# Task prompt
Copy the data as given. No line may be skipped.
------------------------------
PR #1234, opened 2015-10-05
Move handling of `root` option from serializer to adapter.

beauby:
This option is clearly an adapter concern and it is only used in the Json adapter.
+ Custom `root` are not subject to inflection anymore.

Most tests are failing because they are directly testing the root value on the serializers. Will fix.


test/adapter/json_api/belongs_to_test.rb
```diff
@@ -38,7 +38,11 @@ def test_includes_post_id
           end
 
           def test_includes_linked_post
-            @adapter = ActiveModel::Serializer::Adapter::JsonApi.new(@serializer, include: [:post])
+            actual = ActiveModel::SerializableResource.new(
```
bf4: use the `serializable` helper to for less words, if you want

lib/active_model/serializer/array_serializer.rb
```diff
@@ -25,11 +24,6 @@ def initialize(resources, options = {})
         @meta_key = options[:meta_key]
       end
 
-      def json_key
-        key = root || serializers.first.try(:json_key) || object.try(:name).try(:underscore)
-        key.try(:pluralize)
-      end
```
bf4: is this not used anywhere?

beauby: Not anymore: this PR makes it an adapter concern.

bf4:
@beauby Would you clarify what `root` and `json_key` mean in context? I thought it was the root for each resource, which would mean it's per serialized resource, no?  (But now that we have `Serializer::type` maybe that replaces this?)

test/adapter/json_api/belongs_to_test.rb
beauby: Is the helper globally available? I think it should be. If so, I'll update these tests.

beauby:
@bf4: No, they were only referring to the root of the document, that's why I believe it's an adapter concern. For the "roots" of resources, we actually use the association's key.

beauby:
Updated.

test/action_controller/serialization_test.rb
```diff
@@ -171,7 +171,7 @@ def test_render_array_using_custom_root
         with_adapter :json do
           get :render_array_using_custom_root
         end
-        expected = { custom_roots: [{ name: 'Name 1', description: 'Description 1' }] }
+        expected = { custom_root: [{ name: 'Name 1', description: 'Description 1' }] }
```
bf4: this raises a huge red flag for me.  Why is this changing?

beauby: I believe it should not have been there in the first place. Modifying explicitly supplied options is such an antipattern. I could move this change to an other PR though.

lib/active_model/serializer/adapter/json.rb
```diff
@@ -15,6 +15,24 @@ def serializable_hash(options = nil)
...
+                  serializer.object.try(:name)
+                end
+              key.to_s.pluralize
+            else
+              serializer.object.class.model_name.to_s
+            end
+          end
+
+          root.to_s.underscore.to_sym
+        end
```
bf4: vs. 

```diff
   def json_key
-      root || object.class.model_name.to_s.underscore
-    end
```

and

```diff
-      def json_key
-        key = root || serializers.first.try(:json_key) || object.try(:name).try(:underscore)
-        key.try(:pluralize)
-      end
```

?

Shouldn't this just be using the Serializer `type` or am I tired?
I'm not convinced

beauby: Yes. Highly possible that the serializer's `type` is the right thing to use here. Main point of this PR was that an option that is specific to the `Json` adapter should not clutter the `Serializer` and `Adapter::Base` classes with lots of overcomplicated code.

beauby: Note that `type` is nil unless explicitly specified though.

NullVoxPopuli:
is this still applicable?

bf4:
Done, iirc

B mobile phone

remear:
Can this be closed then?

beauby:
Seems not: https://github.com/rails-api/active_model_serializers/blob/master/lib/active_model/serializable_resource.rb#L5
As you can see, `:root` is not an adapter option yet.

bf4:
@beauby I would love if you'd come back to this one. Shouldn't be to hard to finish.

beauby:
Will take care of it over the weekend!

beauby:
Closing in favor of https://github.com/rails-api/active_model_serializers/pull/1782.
------------------------------
# Completed exercise
PR #1234, opened 2015-10-05
Move handling of `root` option from serializer to adapter.

beauby:
This option is clearly an adapter concern and it is only used in the Json adapter.
+ Custom `root` are not subject to inflection anymore.

Most tests are failing because they are directly testing the root value on the serializers. Will fix.


test/adapter/json_api/belongs_to_test.rb
```diff
@@ -38,7 +38,11 @@ def test_includes_post_id
           end
 
           def test_includes_linked_post
-            @adapter = ActiveModel::Serializer::Adapter::JsonApi.new(@serializer, include: [:post])
+            actual = ActiveModel::SerializableResource.new(
```
bf4: use the `serializable` helper to for less words, if you want

lib/active_model/serializer/array_serializer.rb
```diff
@@ -25,11 +24,6 @@ def initialize(resources, options = {})
         @meta_key = options[:meta_key]
       end
 
-      def json_key
-        key = root || serializers.first.try(:json_key) || object.try(:name).try(:underscore)
-        key.try(:pluralize)
-      end
```
bf4: is this not used anywhere?

beauby: Not anymore: this PR makes it an adapter concern.

bf4:
@beauby Would you clarify what `root` and `json_key` mean in context? I thought it was the root for each resource, which would mean it's per serialized resource, no?  (But now that we have `Serializer::type` maybe that replaces this?)

test/adapter/json_api/belongs_to_test.rb
beauby: Is the helper globally available? I think it should be. If so, I'll update these tests.

beauby:
@bf4: No, they were only referring to the root of the document, that's why I believe it's an adapter concern. For the "roots" of resources, we actually use the association's key.

beauby:
Updated.

test/action_controller/serialization_test.rb
```diff
@@ -171,7 +171,7 @@ def test_render_array_using_custom_root
         with_adapter :json do
           get :render_array_using_custom_root
         end
-        expected = { custom_roots: [{ name: 'Name 1', description: 'Description 1' }] }
+        expected = { custom_root: [{ name: 'Name 1', description: 'Description 1' }] }
```
bf4: this raises a huge red flag for me.  Why is this changing?

beauby: I believe it should not have been there in the first place. Modifying explicitly supplied options is such an antipattern. I could move this change to an other PR though.

lib/active_model/serializer/adapter/json.rb
```diff
@@ -15,6 +15,24 @@ def serializable_hash(options = nil)
...
+                  serializer.object.try(:name)
+                end
+              key.to_s.pluralize
+            else
+              serializer.object.class.model_name.to_s
+            end
+          end
+
+          root.to_s.underscore.to_sym
+        end
```
bf4: vs. 

```diff
   def json_key
-      root || object.class.model_name.to_s.underscore
-    end
```

and

```diff
-      def json_key
-        key = root || serializers.first.try(:json_key) || object.try(:name).try(:underscore)
-        key.try(:pluralize)
-      end
```

?

Shouldn't this just be using the Serializer `type` or am I tired?
I'm not convinced

beauby: Yes. Highly possible that the serializer's `type` is the right thing to use here. Main point of this PR was that an option that is specific to the `Json` adapter should not clutter the `Serializer` and `Adapter::Base` classes with lots of overcomplicated code.

beauby: Note that `type` is nil unless explicitly specified though.

NullVoxPopuli:
is this still applicable?

bf4:
Done, iirc

B mobile phone

remear:
Can this be closed then?

beauby:
Seems not: https://github.com/rails-api/active_model_serializers/blob/master/lib/active_model/serializable_resource.rb#L5
As you can see, `:root` is not an adapter option yet.

bf4:
@beauby I would love if you'd come back to this one. Shouldn't be to hard to finish.

beauby:
Will take care of it over the weekend!

beauby:
Closing in favor of https://github.com/rails-api/active_model_serializers/pull/1782.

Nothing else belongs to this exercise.